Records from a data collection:
PR #127, opened 2019-04-11
Fix/acer iza

whaeck:
Proposed fix for issue #126, more information can be found in the issue description.

The meaning of awn still needs to be evaluated.

### DIFF
--- a/src/acer.f90
+++ b/src/acer.f90
@@ -389,8 +389,8 @@ contains
          call error('acer','at least one za value must be given.',' ')
       endif
       do i=1,nza
-         if (izn(i).lt.1001) then
-            call error('acer','a za value must be larger then 1000.',' ')
+         if (izn(i).le.zero) then
+            call error('acer','found invalid za numbers in izn.',' ')
          endif
       enddo
       mti=0


src/acer.f90
```diff
@@ -174,10 +174,9 @@ subroutine acer
    !    matd     material to be processed
    !    tempd    temperature desired (kelvin) (default=300)
    !    tname    thermal zaid name ( 6 char max, def=za)
+   !    nza      number of moderator component za values (default=3, max=16)
```
jlconlin: The default should be 1 since traditional/default card 8a requires only 1.

Thoughts?

src/acer.f90
```diff
@@ -360,24 +358,36 @@ subroutine acer
    else if (iopt.eq.2) then
       tempd=300
       tscr=' '
-      read(nsysi,*) matd,tempd,tscr
+      nza=3
```
jlconlin: Whatever we decide the default should be, it should be reflected here.

whaeck:
@jlconlin @dkentp 
Ready for review

whaeck:
@dkentp To clarify: whenever we do something like:
```fortran
read(nsysi,*) (izn(i),i=1,nza)
```
the program will try to read as many values as it can, up until encountering '/' or when the total number of values has been read (potentially going onto the next line as necessary). Adding nza as an input parameter could alleviate some issues due to this but I don't think there will be major concerns (in most cases, users already set / at the end of that line to not have to write values for the second and/or third iza).

src/acer.f90
```diff
@@ -360,24 +358,36 @@ subroutine acer
...
-      iza02=0
-      iza03=0
-      read(nsysi,*) iza01,iza02,iza03
+      do i=1,nza
+         izn(i)=0
+      enddo
+      read(nsysi,*) (izn(i),i=1,nza)
+      do i=1,nza
+         if (izn(i).eq.zero) then
+            nza=i-1
```
jlconlin: What happens if Card 8a looks like this:
```
40090 40091 40092 0 0 40096 /
```
That would still be valid input, but now you will have trouble when trying to print out the values. I believe this will still create a valid ACE file, but the `output` file will have some missing information. Perhaps the answer is that we only read until we find the first 0 value (or get to the end of the card.) I recognize this is a corner case, but something to think about.

tests/49/input
```diff
@@ -0,0 +1,33 @@
...
+    -21 -22 -23
+    4025 1/
+    .001/
+    296 /
+    0/
+heatr
+    -21 -23 -24/
+    4025 4/
+    302 402 443 444 /
+thermr
```
jlconlin: So we can simplfy (i.e., speed up) this test if we only use ACER, which is all we are really testing at this point. We can start with `tape31`.

src/acer.f90
```diff
@@ -389,8 +389,8 @@ subroutine acer
          call error('acer','at least one za value must be given.',' ')
       endif
       do i=1,nza
-         if (izn(i).lt.1001) then
-            call error('acer','a za value must be larger then 1000.',' ')
+         if (izn(i).le.zero) then
+            call error('acer','found invalid za numbers in izn.',' ')
```
jlconlin: 👍

PR #129, opened 2019-09-19
Update leapr.f90

vedantkm:
Changes allow leapr module to account for non-integer principal scattering atoms. Examples: H in YH1.9, H in ZrH1.6.

### DIFF
--- a/src/leapr.f90
+++ b/src/leapr.f90
@@ -16,7 +16,7 @@ module leapm
    real(kr)::za
    real(kr)::awr
    real(kr)::spr
-   integer::npr
+   real(kr)::npr
    integer::iel
    integer::nss
    integer::ncold,nsk
@@ -267,7 +267,7 @@ contains
    write(nsyso,'(/&
      &  '' awr for principal scatterer .......... '',f10.3/&
      &  '' free xsec for principal scatterer .... '',f10.3/&
-     &  '' number of principal atoms ............ '',i10/&
+     &  '' number of principal atoms ............ '',f10.3/&
      &  '' elastic option ....................... '',i10/&
      &  '' cold moderator option ................ '',i10/&
      &  '' s(kappa) option ...................... '',i10)')&
@@ -2456,8 +2456,8 @@ contains
    use physics ! provides pi,hbar,ev,amu,amassn
    use util    ! provides timer,error
    ! externals
-   integer::lat,natom,nbe,maxb
-   real(kr)::b(maxb),emax
+   integer::lat,nbe,maxb
+   real(kr)::b(maxb),emax,natom
    ! internals
    integer::i,j,k,imax,jmin,idone,ifl,i1m,nw
    integer::i1,i2,i3,l1,l2,l3,i2m,i3m


jlconlin:
@vedantkm This is a pretty straightforward Pull Request, nothing drastic here. I'm curious if this has any effect on the output? If we are not changing/improving things, why do this? Can you please share what you expect out of this? (I know we have talked, but others have not had the same conversations we have had.)

Also, please update the version number and date in the `vers.f90` file. This will be required before we can merge this in.

vedantkm:
Hi Jeremy, yes exactly. There were couple very minor changes in the code that allows me to use non-integers for npr card. 

The output for the integers will not be changed as the leapr module will still be accurate as integers are subset of real numbers. 

The key advantage comes as now we can produce Thermal Scattering Laws for H in ZrH2-x, H in YH2-x, and other noninteger elements in a compound materials. The specified materials here are crucial for the new era of microreactors. The phonon DOS in leapr module is normalized. So, in a sense, leapr cares about how many H atoms are occupied in a unit volume and how they vibrate. Integers are okay, however they cause an issue when you have defects in materials. From atomistic perspective, I can model these defects, and find out what my phonon DOS are for a given defect in the material (say YH1.9). I can use this normalized phonon DOS (for YH1.9). But I cannot use npr=2 (non-updated leapr) anymore as in realitynpr=1.9 as that's the "amount of H available in a unit volume". 

I believe this simple update allows users to create TSLs for atom vacancies in a material.

jlconlin:
@marquezj Can you comment on this? You have thermal scattering expertise that I don't have. I'm not sure what the implications are here.

marquezj:
Well, the way this was usually solved was by doing independent models for the metal and hydrogen atoms in the hydride, each one with npr = 1. The fractional stoichiometry is included later in the number density, when the library is used. This does not take into account the correlation between atoms, but that is not a major problem because H-1 is the dominant scatterer and it is mostly incoherent. Considering this, the current implementation is not a restriction to what @vedantkm wants to solve.

Now, a mixture of a non-integer natom with nss=1 / mss>0 could be used for non-stoichiometric coherent scatterers (something like BeO, but with a ratio different to 1 to 1). This is the only case where I think a fractional npr would make sense, but the treatment of coherent scattering needs reworking anyway.

¿@vedantkm: can you provide an example of using fractional npr?

vedantkm:
@marquezj right, but I would like to implement all that together. I am getting phonons of the metal-hydride system with defects (through atomistics), then use the correct NPR initially, a non-stoichiometric system would have an non-integer which is now already accounted. Basically, we want S(a,b) to account for the TSLs as we go farther from stoichiometry. What changes these non-stoichiometries bring to the TSLs is unknown but at least for now if we use correct NPR for H in YH1.65 v/s YH1.25, it wouldn't account for any additional uncertainties. 

I believe I added a correction to the coherent part as well. 

See attached paper (third page - single paragraph) for more details and how this implementation could have helped there. 

[ANS_Final_Draft.pdf](https://github.com/njoy/NJOY2016/files/3649120/ANS_Final_Draft.pdf)

marquezj:
@vedantkm I understand, the vacancies in the structure introduce modifications in the spectra, but this can be taken into account in separate runs for the metal and the hydrogen (as it is now). And, if you produce one library for YH_{1.25} instead of one for Y(YH_{1.25}) and one for H(YH_{1.25}), how would you assign the library to one nuclide when you process it later with THERMR?

vedantkm:
Hi @marquezj I am a bit confused. I am producing HinYH1.25 and YinYH1.25 with the leapr module and then passing it through THERMR. They are separate runs for H and Y. 

Let me clarify if I made it confusing. The phonons are produced together for YH1.25 system from which you retrieve the phonons for Y and H separately for YH1.25 system. 

Now leapr part. Y in YH1.25 leapr system is fine as it is because npr = 1. But for H in YH1.25 (a different run), I would want to use npr=1.25, correct? They both go through THERMR separately afterwards. 

Are you saying that regardless of the H stoichiometry, I need to use NPR = 1 for H in YH1.25? Since the mat card in mcnp will use Y 1, H 1.25?

marquezj:
Exactly.

The DFT simulation for Y(YH_{1.25}) will yield a slightly different spectrum than the simulation for Y(YH_{2}), but the spectra for Y and H will be separately normalized to 1. For a single atom run, npr is just a factor that is multiplied in LEAPR and divided in THERMR.

vedantkm:
Just to confirm, we would still need NPR=1.25 for H in YH1.25, for LEAPR. Would you agree?

marquezj:
You can use `npr=1.25` in LEAPR and `natom=1.25` in THERMR, but you will get **exactly** the same results as using `npr=1` and `natom=1`. It is just a normalization.

My point is: the change in LEAPR is not bad (although it should be accompanied by the corresponding change in THERMR), but it is unnecessary.

Issue #138, opened 2019-10-31
Charged particles with a LAW=5 and LIDP=1, because -1**0 = -1 and (-1)**0 = 1


whaeck:
A problem was detected when running acer to produce an incident charged particle ace file: NaN values were appearing in the ACE file for a specific case where the incident charged particle and the target where the same type, with a spin s = 0. I'll add an example input file and corresponding example evaluation later.

For charged particle elastic scattering in the ENDF file, we can use MF6 LAW=5. Whenever we do this for identical particles (LIDP=1) such as proton on proton, deuteron on deuteron, triton on triton, etc., we need to calculate the coulomb scattering cross section using formula 6.10:
```
\sigma_{ci} = \frac{2\eta^2}{k^2 (1-\mu^2)} \left[ \frac{1+\mu^2}{1-\mu^2} + \frac{(-1)^{2s}}{2s+1} cos( \eta \ln( \frac{1 + \mu}{1 - \mu} ) ) \right]
```
In the case where mu = 0, this reduces to:
```
\sigma_{ci} ~ \left[ 1 + \frac{(-1)^{2s}}{2s+1} \right]
```
or when the spin s = 0 as well:
```
\sigma_{ci} ~ 1 + (-1)^0 ~ 2
```

In acer, this formula is implemented in acefc.f90, on line 6428:
```fortran
               if (lidp.eq.1) sigc=((2*eta**2/wn**2)&
                 /(1-amuu**2))*((1+amuu**2)/(1-amuu**2)&
                 +(-1**i2s)*cos(eta*log((1+amuu)/(1-amuu)))&
                 /(2*spi+1))
```
For mu = 0, this becomes equivalent to:
```
\sigma_{ci} ~ \left[ 1 + \frac{-1^{2s}}{2s+1} \right]
```
or when the spin s = 0 as well:
```
\sigma_{ci} ~ 1 + -1^0 = 0
```
Later on (line 6439), this value would be used as the denominator in a division, thus leading to the NaN values in the resulting ACE file. Adding the missing parentheses in the coding solves the issue.

Half integer spins do not have the issue. For integer spins different from 0 (s=1,2, etc.) there still is the same issue, but it will not lead to NaN values (because of the 2s + 1 term in the denominator).

whaeck:
The issue appears in GROUPR as well. The branch fix/cpt fixes this both in ACER and GROUPR.

whaeck:
[...]

PR #139, opened 2019-11-01
Fix/cpt

whaeck:
A number of corrections to produce incident charged particle ACE files:
- increasing an array size (for the number of Coulomb angles)
- correcting issue #138 in all instances (ACER and GROUPR)

I'm still working on getting a few test files added for the different cases one may encounter:
- MF6 MT2 LAW=5 LTP=1 (nuclear amplitude expansion)
- MF6 MT2 LAW=5 LTP=2 (residual cross section expansion as Legendre coefficients)
- MF6 MT2 LAW=5 LTP=12 (nuclear plus interference distribution with probabilities linear in mu)
- MF6 MT2 LAW=5 LTP=14/15 (tabulation in loglin or linlin)

Still to be added as well: release notes

### DIFF
--- a/src/vers.f90
+++ b/src/vers.f90
@@ -4,6 +4,6 @@ module version
    implicit none
    private
    character(8),public::vers='2016.52'
-   character(8),public::vday='xxNov19'
+   character(8),public::vday='02Nov19'
 end module version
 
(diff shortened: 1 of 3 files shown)


whaeck:
5 tests were added. As expected, only two of them changed from NJOY 2016.51 to 2016.52: the one for identical particles with spin = 0 and the one with spin = 1. The other tests (2 for different particles and one for identical particles with a half integer spin) did not change, as expected.

Release notes and test descriptions were added.

This one is good to go.

src/vers.f90
```diff
@@ -4,6 +4,6 @@ module version
    implicit none
    private
    character(8),public::vers='2016.52'
-   character(8),public::vday='xxNov19'
+   character(8),public::vday='02Nov19'
```
jlconlin: Did you intend for this to be tomorrow?

jlconlin:
By the way, all the tests passed without the updated fortran files.

src/vers.f90
whaeck: Yes, 2016.51 is officially released today.

PR #141, opened 2019-11-07
Added nza again

whaeck:


src/acer.f90
```diff
@@ -358,14 +359,22 @@ subroutine acer
    else if (iopt.eq.2) then
       tempd=300
       tscr=' '
-      nza=16
-      read(nsysi,*) matd,tempd,tscr
+      nza=3
```
jlconlin: I still don't like the default to be 3. While there wasn't an `nza` parameter previously, it was effectively defaulted to 1 as only 1 was required.

whaeck: This is to keep backwards compatible behaviour. If a user has an input like this:
```
    4025 296 'zrzrh' /
    40090 0 0 /
```
and we use nza=1 by default, then the last two zeros may be read as the next input (the mt numbers, number of bins, etc.). Setting nza by default equal to 3 solves this potential issue for old input.

jlconlin: To provide a counter argument what if the old input is this:
```
4025 296 'lwtr' /
1001 /
```
I think providing a single ZA is more common (which is why it was the default).

whaeck: Why do we argue about this? It's a detail.

Anyway, in the case you bring up, the code will read it properly and reset nza to 1. Test 25 covers this behaviour and it passes with the current implementation.

jlconlin: Ah, I didn't realize that it would read correctly (i.e., adding two extra zeros.) If that works, then we are good.

whaeck: I have to mimic the old implementation, in which these values were stored in three different variables and in which the second and third one were defaulted to zero (and that allows a user to add two zeros on the line). It's annoying but that's what it was before.

PR #145, opened 2020-01-21
Added an error message to detect zero awp values for non photons

whaeck:
This pull request "fixes" issue #144 in that it allows NJOY to gracefully exit without a stack trace and provide some information on where the issue is.

It is impossible to recover from this error, unless we assign atomic mass values ourselves. I consider this an error in the evaluation and it should be fixed accordingly.


whaeck:
It would actually be nice if we could also test for failures in our test suite :-)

What is required: Looking at the records above, which lines contain "clarify"? Copy those lines.

Result of this task:
@dkentp To clarify: whenever we do something like:
Let me clarify if I made it confusing. The phonons are produced together for YH1.25 system from which you retrieve the phonons for Y and H separately for YH1.25 system. 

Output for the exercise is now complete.